Similar to the growing legions of Old Time Radio fans who are sick of the endless garbage TV dishes up, a lot of computer game players are looking for something new, and in the case of Malinche's Interactive Fiction games, what was old (Infocom-style game play) is now new again. The circle of life, or something like that..
"The First Mile" is a horror story. As Malinche describes it:
Like most horror stories, things start out simply enough. You're driving cross country to relocate to a new job. Your gas tank is almost empty and your stomach is too. Fortunately, an exit off the interstate comes up right there so you turn off to fill your car and your grumbling stomach.

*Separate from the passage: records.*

PR #623, opened 2016-10-31
OSFUSE-391: f-m-p annotates services with prometheus.io annotations by default

lburgazzoli:


enricher/fabric8/src/main/java/io/fabric8/maven/enricher/fabric8/PrometheusEnricher.java
```diff
@@ -0,0 +1,84 @@
...
+                    break;
+                }
+            }
+        }
+
+        return prometheusPort;
+    }
+
+    private List<ImageConfiguration> getImageConfigurations() {
+        List<ImageConfiguration> images = getContext().getImages();
```
rhuss: images should be always non-null (i.e. an empty list if nothing is configured)

lburgazzoli:
Yes, I think it would be nice to have Prometheus related stuff in a single place but this could be generic enough so that if we add new stuffs, they can be handled the same way.

I'm wondering if it could make sense to have a programmatic way to hook enrichers to a phase/event/object so that an enricher is triggered just after a service has been created.

lburgazzoli:
Added some small unit tests

lburgazzoli:
Added minimal dock

rhuss:
Thanks ! will merge it that evening. 

w.r.t to enricher hooks: This is definitely something to consider. Up to now a lot of responsibility is put on the enricher to not mess up things. Maybe a bit more controlled flow would help, e.g. by splitting up into to phases as said, and then, when thing get created maybe some hooks. However, when enricher are modifying or 'enriching' existing objects, they possible want to do this on freshly created or already existing/configured objects.

enricher/fabric8/src/main/java/io/fabric8/maven/enricher/fabric8/PrometheusEnricher.java
```diff
@@ -0,0 +1,78 @@
...
+    public PrometheusEnricher(EnricherContext buildContext) {
+        super(buildContext, ENRICHER_NAME);
+    }
+
+    @Override
+    public Map<String, String> getAnnotations(Kind kind) {
+        if (kind.isService()) {
+            String prometheusPort = findPrometheusPort();
+            if (Strings.isNotBlank(prometheusPort)) {
+                log.info("Add prometheus.io annotations: %s=%s, %s=%S",
```
rhuss: Can you switch this to `log.verbose()` please ? (can be enabled by setting `-Dfabric8.verbose` or `<verbose>true</verbose>`. The reason is, that typically all concrete actions (like the commands in a Dockerfile) are logged with this level. We should probably enhance the interface a bit to provide more context information like the service name. but that's another story ;-)

`info()` should be reserved for important steps like 'Calling enrichers'.

rhuss:
[merge]

rhuss:
thanks !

Just as you pull up to the gas station on the outskirts of town, a crazed man shoots the gas attendant dead. At point-blank range. With a shotgun. Then he turns the shotgun towards your car and takes aim at you! Your heart stops as he pulls the trigger! The roar of the shotgun and the tinkling smashing glass fills the air. Luckily, you ducked first. Your unknown nemesis raises the powerful weapon right at you, through the windshield and all. He pulls the trigger but nothing happens. Fiddling with the weapon doesn't help. The bedraggled killer glares at you before he runs off.
What happens next? Only you can decide. The First Mile is a work of Interactive Fiction where anything is possible and everything is worth a try. You are the main character in this horror story and every move you make will either lead to your escape....or your death.
Every Folio Edition of The First Mile comes with a genuine compass and a hand-written sticky note; both of which are a part of the actual story. The Folio CD contains the story file and all software necessary to run your game on pretty much any modern computer any Palm you might own, iPods and Symbian phones too.
Explore Malinche's site. If Horror isn't your thing, they offer other genres of Interactive fiction.
There's also a page filled with free stuff to explore, including free games, guides, Parental advice about gaming for kids, a chat room, articles by Howard, and a ton of other goodies.
Instant Digital Downloads of The First Mile are $24.95. If you prefer the fancier mailed Folio Edition on disc with the aforementioned sticky note and compass, that's ten bucks more, and you can order it on their site and use PayPal, or buy it over the phone.